* _Data for analysis_
****************

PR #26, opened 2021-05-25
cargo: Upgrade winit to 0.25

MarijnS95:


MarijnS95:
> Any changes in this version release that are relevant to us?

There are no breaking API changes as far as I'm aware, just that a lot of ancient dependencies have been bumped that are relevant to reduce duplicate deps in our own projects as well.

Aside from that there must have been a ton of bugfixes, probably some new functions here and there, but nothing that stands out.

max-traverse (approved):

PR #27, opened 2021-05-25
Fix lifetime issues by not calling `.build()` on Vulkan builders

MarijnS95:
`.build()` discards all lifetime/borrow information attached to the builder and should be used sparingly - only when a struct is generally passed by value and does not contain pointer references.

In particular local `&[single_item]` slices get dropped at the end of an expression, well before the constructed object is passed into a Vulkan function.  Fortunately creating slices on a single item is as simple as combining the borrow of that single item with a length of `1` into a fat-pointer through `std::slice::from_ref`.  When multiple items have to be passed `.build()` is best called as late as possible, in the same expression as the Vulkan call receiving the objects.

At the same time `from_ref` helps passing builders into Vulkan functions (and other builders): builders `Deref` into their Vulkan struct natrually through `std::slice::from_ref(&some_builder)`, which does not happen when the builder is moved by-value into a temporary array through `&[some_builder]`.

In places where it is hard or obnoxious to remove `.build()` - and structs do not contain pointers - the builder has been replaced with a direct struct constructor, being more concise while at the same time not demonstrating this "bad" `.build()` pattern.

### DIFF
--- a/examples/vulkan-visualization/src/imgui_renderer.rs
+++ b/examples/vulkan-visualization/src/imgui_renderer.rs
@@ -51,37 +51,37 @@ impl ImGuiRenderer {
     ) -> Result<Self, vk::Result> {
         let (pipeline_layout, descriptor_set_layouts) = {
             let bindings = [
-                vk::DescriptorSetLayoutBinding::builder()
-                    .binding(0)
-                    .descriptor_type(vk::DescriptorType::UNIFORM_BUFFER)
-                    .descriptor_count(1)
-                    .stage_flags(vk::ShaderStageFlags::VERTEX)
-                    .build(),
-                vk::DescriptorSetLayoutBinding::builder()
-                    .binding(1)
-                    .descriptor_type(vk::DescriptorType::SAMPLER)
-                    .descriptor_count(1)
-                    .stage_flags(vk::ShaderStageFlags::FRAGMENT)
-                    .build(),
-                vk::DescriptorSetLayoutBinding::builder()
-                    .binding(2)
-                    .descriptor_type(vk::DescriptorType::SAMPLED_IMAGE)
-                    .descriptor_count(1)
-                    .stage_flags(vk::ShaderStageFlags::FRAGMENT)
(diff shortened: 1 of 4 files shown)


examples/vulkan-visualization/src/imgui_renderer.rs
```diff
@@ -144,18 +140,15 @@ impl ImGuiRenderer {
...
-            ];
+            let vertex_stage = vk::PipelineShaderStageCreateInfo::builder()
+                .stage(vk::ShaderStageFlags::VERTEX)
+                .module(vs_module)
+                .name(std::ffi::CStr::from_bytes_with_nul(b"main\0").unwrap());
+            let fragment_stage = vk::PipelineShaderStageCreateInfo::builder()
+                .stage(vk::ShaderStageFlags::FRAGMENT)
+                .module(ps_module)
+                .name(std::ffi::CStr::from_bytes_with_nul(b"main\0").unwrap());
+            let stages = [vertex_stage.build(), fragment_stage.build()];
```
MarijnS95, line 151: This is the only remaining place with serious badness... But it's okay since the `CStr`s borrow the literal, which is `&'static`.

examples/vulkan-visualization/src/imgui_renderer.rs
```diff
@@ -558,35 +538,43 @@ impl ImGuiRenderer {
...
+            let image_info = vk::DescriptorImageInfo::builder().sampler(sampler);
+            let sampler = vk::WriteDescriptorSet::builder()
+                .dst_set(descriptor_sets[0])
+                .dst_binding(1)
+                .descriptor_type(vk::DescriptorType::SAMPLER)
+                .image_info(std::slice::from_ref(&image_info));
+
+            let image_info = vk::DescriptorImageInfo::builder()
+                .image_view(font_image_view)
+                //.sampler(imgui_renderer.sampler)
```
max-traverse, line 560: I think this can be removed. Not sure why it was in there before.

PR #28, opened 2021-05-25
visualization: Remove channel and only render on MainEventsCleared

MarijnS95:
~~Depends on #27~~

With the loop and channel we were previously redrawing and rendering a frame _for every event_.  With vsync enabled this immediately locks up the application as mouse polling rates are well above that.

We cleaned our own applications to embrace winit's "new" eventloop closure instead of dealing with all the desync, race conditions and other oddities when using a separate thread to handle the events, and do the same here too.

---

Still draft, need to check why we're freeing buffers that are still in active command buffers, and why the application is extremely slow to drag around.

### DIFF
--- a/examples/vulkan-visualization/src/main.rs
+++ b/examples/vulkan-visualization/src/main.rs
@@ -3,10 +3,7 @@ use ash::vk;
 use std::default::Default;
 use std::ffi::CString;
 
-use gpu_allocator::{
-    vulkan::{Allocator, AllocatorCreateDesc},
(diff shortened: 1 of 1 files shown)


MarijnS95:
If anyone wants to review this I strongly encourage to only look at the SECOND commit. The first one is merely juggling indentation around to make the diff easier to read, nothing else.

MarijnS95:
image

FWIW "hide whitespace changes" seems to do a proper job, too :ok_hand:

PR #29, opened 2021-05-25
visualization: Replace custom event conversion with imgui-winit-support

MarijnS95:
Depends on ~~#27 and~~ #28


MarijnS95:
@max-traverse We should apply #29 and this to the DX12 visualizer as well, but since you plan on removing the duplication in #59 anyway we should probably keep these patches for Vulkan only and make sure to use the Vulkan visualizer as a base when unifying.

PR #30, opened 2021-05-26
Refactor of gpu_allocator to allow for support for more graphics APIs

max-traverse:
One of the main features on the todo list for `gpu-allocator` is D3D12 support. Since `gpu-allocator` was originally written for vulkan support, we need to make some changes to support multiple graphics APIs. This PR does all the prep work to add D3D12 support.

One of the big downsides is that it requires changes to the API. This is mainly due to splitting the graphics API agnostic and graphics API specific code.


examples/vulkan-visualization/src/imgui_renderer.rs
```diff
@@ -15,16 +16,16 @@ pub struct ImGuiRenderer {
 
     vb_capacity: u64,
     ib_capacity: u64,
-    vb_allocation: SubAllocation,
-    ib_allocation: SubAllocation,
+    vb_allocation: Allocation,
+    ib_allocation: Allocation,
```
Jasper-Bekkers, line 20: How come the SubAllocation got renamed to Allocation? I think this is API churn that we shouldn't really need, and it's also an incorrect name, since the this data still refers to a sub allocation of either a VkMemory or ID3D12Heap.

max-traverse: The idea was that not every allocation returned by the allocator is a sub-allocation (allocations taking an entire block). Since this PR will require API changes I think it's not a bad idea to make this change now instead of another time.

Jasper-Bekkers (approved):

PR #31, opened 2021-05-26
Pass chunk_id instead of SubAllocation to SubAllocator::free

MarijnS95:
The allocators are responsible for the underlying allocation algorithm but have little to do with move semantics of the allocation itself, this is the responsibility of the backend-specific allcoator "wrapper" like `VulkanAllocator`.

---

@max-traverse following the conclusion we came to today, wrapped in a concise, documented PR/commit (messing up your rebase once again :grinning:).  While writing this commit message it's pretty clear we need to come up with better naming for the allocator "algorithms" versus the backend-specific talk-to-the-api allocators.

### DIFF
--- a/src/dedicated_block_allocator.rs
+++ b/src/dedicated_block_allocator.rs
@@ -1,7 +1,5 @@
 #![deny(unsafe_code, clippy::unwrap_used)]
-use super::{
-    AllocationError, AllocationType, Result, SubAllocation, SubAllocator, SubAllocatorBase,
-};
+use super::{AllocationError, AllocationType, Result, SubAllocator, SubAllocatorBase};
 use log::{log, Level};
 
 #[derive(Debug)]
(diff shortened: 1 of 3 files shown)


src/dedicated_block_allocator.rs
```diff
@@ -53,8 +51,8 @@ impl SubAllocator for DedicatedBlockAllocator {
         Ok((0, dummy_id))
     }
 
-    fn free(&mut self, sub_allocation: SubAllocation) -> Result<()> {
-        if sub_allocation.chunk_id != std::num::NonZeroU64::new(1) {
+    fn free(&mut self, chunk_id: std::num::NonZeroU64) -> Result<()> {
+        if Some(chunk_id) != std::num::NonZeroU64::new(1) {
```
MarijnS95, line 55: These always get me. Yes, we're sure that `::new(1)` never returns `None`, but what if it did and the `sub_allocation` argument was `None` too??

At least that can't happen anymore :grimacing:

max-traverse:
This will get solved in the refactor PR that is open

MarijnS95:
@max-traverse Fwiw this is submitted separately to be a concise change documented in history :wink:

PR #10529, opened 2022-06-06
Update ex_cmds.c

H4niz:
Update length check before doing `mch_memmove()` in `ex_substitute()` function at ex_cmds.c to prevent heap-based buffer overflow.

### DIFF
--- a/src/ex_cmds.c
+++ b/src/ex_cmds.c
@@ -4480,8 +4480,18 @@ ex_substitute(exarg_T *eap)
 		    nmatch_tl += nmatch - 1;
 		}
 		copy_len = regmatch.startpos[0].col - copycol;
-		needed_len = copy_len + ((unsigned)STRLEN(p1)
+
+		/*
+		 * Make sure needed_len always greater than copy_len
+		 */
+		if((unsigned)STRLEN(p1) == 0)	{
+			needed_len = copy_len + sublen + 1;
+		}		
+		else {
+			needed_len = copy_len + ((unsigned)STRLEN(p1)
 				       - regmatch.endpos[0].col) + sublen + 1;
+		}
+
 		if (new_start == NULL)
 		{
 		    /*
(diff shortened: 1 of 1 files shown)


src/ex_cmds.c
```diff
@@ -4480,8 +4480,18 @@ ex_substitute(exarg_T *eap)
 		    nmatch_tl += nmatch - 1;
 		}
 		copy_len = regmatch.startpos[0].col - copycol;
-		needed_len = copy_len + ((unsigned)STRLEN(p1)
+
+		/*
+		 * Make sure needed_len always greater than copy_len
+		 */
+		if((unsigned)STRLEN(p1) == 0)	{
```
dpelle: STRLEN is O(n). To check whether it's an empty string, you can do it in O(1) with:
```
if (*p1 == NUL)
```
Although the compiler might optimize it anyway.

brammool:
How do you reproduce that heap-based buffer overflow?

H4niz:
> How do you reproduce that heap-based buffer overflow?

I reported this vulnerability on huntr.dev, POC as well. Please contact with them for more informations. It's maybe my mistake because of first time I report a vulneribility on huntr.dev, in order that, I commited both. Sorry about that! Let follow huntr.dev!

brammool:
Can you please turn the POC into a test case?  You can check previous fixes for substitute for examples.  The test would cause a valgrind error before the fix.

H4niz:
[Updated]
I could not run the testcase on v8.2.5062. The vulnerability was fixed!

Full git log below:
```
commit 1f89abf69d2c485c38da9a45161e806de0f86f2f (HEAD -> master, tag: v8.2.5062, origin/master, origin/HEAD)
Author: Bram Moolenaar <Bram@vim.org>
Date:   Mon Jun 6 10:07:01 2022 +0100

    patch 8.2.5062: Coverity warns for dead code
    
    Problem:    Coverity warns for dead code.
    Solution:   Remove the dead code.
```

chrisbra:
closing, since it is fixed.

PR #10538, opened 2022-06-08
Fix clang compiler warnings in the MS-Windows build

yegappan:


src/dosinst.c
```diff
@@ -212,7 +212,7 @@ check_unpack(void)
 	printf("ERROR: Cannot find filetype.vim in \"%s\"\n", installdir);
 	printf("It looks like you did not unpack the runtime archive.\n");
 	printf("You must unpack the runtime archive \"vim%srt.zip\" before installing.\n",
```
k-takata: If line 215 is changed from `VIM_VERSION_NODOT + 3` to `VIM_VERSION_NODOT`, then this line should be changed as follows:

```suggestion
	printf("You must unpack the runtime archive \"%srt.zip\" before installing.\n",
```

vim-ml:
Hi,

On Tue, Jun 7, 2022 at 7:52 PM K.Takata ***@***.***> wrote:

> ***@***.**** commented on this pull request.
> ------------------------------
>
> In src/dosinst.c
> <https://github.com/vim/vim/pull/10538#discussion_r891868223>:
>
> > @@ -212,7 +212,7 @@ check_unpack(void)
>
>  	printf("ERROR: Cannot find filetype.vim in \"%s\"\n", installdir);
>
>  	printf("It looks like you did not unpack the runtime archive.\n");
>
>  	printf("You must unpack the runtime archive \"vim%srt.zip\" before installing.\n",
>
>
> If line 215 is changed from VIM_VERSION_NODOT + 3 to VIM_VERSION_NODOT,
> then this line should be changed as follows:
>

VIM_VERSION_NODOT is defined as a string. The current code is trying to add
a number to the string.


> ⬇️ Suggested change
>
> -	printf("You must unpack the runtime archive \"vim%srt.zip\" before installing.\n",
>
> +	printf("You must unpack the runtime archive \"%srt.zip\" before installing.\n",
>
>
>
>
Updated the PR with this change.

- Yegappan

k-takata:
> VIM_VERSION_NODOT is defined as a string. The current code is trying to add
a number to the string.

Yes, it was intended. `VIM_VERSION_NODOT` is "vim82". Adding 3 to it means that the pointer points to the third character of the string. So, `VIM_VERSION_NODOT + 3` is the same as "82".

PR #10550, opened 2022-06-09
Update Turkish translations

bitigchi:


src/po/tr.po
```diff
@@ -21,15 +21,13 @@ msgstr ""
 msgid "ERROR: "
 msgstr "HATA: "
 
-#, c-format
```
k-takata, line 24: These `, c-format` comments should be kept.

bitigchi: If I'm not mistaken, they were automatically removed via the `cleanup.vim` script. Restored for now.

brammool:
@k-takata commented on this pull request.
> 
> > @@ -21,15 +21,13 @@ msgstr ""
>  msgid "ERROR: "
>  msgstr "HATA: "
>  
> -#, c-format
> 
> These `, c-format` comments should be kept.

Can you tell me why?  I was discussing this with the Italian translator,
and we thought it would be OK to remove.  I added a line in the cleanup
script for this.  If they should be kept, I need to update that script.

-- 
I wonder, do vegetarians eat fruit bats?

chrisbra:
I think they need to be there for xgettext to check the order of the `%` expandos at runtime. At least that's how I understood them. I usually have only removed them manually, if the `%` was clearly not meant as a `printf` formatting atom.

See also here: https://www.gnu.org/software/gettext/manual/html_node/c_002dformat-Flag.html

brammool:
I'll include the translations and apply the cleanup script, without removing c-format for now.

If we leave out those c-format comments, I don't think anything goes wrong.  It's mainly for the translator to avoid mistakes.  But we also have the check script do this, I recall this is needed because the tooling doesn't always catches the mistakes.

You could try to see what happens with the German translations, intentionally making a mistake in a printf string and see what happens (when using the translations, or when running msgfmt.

****************

* _Work instruction_
In the data shown above, how many lines hold the string "order"? The answer is the number alone.

* _Finished exercise_
2